> [PROBLEM DESCRIPTION] Print the data below exactly, but only the lines from the one containing "PR #2233, opened 2015-06-15" down to the one containing "To achieve this", inclusive.

> [RECORD EXCERPTS]
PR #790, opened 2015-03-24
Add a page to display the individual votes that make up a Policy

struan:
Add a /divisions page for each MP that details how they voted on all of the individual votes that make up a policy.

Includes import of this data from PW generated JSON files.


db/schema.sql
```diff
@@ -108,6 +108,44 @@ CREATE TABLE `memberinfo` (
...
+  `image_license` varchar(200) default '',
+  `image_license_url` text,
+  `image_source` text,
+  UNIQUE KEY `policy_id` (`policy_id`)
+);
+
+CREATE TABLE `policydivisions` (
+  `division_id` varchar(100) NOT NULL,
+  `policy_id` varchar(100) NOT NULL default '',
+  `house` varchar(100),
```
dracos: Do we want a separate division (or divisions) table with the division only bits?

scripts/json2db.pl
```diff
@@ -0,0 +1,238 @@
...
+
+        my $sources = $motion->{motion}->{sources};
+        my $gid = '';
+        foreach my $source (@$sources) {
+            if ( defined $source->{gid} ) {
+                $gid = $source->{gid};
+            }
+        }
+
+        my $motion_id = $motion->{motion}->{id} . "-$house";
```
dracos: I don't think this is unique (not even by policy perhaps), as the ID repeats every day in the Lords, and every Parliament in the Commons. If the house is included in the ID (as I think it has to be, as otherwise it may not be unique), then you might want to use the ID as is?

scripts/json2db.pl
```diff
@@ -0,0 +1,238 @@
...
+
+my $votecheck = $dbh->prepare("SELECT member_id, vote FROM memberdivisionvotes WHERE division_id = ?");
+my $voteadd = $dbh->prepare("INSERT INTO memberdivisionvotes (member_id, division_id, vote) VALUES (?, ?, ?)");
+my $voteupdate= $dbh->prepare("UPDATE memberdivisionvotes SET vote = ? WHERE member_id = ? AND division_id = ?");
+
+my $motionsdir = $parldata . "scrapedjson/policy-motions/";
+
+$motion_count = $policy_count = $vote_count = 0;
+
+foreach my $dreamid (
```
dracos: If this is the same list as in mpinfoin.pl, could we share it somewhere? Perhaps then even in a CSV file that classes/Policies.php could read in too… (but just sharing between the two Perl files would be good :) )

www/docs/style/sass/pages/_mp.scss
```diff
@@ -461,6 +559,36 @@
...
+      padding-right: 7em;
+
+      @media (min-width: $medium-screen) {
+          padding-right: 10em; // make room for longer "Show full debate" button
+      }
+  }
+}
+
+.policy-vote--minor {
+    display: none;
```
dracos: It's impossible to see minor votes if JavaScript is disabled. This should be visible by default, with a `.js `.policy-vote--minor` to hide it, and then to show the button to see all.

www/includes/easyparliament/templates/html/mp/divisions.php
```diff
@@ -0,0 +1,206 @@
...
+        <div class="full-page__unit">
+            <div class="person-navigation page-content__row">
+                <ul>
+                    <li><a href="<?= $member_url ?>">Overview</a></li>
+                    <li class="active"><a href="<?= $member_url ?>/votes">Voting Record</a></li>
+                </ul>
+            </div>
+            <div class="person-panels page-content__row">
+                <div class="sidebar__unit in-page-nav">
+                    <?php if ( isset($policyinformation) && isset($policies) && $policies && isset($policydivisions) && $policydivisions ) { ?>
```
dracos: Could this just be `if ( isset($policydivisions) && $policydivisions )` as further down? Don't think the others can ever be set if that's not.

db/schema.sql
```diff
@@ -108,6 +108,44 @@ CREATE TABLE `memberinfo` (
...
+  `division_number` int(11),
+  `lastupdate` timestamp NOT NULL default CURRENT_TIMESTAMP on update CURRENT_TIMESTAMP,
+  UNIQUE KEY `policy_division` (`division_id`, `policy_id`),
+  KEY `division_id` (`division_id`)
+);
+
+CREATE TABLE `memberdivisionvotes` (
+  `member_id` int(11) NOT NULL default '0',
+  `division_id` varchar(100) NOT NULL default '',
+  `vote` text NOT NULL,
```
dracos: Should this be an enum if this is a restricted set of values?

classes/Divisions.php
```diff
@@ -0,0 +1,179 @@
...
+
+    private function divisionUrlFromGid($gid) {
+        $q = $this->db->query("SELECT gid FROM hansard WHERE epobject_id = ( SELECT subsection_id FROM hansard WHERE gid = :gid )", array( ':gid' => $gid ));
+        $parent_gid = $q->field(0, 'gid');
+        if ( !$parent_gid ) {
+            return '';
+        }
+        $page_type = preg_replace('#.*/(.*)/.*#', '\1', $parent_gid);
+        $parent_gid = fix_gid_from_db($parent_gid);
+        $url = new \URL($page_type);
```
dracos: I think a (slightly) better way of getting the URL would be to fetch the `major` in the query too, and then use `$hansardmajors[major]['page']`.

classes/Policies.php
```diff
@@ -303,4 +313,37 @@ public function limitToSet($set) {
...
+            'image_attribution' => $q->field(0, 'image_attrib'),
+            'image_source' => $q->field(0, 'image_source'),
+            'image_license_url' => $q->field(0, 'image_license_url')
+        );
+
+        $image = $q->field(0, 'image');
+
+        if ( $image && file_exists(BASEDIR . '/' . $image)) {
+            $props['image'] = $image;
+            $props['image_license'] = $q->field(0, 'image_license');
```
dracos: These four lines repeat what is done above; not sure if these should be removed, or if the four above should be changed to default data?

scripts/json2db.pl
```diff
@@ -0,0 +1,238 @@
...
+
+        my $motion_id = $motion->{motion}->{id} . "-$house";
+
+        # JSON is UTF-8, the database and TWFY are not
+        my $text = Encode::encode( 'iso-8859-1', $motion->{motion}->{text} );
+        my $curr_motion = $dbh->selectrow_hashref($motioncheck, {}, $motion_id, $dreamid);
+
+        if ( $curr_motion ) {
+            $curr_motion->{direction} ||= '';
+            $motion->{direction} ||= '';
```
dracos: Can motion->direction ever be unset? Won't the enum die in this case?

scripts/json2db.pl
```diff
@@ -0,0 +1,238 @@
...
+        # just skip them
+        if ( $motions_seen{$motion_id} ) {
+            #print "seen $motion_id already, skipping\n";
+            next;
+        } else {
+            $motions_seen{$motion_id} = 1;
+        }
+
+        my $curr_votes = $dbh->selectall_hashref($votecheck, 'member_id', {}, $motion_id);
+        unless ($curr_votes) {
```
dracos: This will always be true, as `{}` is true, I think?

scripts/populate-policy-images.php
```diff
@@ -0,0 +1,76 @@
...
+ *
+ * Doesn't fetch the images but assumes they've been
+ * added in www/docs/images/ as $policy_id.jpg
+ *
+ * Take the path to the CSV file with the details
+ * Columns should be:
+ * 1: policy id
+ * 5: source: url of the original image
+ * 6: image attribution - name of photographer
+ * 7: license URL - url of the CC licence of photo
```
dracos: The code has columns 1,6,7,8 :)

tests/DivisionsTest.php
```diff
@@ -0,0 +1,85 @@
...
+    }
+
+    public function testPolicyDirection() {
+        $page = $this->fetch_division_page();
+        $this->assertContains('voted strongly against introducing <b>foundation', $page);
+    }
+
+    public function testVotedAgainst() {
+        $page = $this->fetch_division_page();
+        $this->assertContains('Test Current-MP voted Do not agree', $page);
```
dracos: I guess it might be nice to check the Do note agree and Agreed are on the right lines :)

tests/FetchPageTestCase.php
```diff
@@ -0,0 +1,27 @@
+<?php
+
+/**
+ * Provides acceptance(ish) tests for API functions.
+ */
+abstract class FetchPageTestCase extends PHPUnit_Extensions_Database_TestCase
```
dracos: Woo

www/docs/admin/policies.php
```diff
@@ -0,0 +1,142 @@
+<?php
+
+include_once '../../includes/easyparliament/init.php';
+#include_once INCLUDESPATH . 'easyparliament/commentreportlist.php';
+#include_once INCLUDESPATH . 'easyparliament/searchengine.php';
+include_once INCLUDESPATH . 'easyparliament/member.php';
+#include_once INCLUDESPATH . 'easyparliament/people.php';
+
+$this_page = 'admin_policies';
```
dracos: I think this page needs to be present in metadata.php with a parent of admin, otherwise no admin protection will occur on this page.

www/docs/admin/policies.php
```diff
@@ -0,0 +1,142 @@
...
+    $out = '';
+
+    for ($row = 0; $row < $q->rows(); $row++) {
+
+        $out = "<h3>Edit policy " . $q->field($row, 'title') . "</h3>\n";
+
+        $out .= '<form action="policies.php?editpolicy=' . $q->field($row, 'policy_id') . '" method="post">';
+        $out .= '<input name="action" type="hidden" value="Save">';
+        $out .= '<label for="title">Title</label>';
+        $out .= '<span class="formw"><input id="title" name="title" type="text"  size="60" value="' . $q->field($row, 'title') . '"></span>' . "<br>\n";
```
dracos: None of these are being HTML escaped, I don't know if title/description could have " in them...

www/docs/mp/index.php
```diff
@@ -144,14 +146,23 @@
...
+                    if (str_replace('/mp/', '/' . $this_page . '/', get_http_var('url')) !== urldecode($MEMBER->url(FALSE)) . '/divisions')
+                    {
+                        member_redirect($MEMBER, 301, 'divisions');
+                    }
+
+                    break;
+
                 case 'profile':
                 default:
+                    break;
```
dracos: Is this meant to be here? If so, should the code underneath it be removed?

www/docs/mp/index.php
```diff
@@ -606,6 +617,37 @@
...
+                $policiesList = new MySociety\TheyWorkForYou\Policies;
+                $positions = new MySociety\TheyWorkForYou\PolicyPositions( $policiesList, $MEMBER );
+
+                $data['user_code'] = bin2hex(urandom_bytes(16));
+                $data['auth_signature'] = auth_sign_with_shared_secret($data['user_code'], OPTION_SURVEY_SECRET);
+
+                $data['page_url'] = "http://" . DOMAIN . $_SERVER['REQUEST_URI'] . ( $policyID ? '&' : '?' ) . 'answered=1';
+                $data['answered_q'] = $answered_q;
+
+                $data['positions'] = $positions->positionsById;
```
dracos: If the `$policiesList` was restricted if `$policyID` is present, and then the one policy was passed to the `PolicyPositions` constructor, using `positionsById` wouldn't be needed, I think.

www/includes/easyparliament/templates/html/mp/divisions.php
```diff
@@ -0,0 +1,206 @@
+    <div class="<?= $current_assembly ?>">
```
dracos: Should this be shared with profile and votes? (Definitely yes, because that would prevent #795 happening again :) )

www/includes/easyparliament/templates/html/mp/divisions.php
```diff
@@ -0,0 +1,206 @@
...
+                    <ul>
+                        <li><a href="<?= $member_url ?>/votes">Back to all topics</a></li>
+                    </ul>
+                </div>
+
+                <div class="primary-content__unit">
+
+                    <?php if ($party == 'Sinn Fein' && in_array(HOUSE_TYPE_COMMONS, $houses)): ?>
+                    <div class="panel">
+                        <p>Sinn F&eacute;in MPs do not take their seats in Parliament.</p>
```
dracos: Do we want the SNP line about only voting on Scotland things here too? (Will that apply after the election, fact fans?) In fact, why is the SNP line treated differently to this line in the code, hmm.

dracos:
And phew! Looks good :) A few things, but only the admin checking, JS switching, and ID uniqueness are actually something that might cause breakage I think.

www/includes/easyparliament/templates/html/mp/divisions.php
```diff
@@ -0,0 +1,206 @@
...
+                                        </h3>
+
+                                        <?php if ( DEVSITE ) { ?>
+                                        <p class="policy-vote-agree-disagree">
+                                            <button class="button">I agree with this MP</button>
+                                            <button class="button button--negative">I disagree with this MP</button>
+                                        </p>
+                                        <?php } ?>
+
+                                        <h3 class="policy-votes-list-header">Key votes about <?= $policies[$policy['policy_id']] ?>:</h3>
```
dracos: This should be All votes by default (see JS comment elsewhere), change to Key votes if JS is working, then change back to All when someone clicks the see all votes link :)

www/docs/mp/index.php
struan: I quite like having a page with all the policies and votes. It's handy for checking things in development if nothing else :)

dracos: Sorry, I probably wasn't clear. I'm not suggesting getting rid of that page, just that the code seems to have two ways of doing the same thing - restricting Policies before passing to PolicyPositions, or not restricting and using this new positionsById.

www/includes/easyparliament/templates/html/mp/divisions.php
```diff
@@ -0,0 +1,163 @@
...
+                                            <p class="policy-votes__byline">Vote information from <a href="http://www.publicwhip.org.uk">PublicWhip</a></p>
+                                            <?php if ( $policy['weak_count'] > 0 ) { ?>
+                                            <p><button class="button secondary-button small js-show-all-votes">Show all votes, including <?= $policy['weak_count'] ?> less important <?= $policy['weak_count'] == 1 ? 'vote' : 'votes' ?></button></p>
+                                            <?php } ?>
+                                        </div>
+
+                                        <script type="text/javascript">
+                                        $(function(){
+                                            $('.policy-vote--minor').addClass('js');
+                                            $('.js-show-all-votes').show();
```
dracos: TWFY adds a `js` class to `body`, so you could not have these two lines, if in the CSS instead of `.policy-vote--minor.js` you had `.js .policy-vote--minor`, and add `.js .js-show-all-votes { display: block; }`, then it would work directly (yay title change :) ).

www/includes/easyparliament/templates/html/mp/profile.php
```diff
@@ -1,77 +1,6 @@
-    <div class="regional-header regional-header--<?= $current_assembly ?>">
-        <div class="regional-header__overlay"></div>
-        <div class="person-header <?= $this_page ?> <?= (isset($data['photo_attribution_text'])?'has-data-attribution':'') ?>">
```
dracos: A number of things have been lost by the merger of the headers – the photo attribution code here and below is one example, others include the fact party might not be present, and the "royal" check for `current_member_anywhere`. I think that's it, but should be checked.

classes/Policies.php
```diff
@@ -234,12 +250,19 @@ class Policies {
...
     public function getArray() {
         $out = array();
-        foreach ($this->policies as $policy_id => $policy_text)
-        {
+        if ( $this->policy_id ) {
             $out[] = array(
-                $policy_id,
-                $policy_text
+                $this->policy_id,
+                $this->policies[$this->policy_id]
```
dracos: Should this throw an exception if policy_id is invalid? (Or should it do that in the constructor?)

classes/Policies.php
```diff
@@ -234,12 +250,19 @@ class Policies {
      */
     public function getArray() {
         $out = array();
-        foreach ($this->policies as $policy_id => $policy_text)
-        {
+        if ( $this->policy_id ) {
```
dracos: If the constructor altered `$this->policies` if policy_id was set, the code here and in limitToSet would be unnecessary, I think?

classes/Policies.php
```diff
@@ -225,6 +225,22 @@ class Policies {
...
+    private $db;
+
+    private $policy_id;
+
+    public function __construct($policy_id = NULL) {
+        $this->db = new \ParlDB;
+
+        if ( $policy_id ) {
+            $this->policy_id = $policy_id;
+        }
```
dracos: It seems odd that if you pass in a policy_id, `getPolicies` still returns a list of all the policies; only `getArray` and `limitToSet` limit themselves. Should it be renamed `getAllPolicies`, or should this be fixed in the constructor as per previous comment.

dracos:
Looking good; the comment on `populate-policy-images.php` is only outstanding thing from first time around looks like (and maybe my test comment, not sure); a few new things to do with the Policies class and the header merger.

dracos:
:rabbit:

---

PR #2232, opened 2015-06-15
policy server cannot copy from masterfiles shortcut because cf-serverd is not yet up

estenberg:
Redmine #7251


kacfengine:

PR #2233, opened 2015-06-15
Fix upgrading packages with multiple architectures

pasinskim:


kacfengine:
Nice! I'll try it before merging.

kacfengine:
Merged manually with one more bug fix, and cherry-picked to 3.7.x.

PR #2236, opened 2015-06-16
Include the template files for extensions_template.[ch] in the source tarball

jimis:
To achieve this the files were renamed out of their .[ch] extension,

---

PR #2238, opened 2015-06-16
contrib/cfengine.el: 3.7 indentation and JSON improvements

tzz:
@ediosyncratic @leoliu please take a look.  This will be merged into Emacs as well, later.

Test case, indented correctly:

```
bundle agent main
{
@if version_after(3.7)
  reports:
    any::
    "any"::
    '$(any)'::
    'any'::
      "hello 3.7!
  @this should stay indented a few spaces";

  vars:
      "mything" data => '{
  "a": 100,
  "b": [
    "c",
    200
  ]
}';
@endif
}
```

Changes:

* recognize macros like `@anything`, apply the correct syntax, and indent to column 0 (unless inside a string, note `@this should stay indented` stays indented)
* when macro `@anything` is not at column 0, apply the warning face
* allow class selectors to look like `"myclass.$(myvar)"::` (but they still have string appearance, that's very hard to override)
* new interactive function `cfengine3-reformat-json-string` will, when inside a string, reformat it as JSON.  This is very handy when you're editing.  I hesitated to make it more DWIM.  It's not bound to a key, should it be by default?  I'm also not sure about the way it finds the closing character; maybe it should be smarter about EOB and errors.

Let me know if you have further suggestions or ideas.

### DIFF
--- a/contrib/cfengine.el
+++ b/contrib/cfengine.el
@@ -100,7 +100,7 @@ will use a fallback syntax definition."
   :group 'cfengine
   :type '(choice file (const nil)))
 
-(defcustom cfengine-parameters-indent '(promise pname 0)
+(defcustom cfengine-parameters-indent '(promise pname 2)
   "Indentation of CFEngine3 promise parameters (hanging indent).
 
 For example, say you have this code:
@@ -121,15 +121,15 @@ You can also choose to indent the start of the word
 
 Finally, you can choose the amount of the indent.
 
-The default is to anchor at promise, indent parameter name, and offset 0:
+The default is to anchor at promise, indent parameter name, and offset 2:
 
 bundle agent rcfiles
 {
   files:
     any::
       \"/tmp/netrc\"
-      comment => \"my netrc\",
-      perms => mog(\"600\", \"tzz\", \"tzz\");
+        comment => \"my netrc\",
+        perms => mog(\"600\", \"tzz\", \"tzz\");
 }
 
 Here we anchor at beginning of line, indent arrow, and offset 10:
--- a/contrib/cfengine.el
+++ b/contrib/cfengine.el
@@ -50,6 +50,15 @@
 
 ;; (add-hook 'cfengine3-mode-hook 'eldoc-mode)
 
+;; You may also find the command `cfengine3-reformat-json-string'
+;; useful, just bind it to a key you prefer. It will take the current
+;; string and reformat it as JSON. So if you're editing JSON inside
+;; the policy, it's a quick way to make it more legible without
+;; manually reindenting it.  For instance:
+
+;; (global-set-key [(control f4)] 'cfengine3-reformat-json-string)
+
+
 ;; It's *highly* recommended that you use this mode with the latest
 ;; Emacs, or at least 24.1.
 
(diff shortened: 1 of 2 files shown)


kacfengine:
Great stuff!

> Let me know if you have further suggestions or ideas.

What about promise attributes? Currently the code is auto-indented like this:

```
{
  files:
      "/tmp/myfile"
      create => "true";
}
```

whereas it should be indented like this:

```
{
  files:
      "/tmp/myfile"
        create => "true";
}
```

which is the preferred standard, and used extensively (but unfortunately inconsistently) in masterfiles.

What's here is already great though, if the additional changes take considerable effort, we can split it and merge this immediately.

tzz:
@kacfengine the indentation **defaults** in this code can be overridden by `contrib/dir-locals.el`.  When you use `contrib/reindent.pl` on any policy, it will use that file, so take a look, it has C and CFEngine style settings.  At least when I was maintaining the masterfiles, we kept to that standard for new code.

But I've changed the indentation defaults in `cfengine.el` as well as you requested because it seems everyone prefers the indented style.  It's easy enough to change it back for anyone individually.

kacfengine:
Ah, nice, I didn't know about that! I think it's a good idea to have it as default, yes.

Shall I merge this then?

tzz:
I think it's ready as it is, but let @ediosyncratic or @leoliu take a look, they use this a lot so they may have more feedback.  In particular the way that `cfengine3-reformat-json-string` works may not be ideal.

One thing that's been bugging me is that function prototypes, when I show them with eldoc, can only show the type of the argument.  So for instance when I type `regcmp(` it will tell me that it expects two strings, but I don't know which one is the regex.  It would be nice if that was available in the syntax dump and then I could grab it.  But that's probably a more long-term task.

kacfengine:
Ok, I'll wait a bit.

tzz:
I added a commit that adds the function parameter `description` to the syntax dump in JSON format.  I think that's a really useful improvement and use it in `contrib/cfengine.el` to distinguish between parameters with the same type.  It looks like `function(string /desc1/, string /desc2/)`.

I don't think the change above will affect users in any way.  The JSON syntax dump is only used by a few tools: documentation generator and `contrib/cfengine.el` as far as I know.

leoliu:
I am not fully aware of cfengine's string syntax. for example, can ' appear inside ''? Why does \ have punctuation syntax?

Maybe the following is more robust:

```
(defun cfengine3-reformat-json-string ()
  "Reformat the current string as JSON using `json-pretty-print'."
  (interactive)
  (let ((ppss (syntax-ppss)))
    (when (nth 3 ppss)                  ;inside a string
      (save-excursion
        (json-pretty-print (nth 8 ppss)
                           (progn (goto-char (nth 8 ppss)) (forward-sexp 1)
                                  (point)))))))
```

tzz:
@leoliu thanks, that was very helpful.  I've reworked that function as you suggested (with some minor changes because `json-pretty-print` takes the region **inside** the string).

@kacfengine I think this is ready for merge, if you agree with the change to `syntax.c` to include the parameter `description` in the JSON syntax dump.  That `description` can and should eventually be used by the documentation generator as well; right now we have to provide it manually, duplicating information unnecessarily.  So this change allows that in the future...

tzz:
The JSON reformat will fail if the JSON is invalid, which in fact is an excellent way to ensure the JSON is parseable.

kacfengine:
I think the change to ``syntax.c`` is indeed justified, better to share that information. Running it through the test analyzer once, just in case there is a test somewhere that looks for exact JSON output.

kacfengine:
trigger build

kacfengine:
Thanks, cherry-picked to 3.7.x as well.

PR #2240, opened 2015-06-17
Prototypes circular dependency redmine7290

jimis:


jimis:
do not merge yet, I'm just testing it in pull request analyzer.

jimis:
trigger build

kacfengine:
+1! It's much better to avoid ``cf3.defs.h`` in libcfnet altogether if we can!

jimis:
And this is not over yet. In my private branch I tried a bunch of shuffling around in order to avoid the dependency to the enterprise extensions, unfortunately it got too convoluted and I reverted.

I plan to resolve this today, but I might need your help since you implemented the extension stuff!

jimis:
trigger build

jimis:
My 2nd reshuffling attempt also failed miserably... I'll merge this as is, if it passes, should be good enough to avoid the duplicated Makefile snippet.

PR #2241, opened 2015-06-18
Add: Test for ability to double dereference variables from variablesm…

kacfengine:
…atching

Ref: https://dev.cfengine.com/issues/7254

> [REPLY]
PR #2233, opened 2015-06-15
Fix upgrading packages with multiple architectures

pasinskim:


kacfengine:
Nice! I'll try it before merging.

kacfengine:
Merged manually with one more bug fix, and cherry-picked to 3.7.x.

PR #2236, opened 2015-06-16
Include the template files for extensions_template.[ch] in the source tarball

jimis:
To achieve this the files were renamed out of their .[ch] extension,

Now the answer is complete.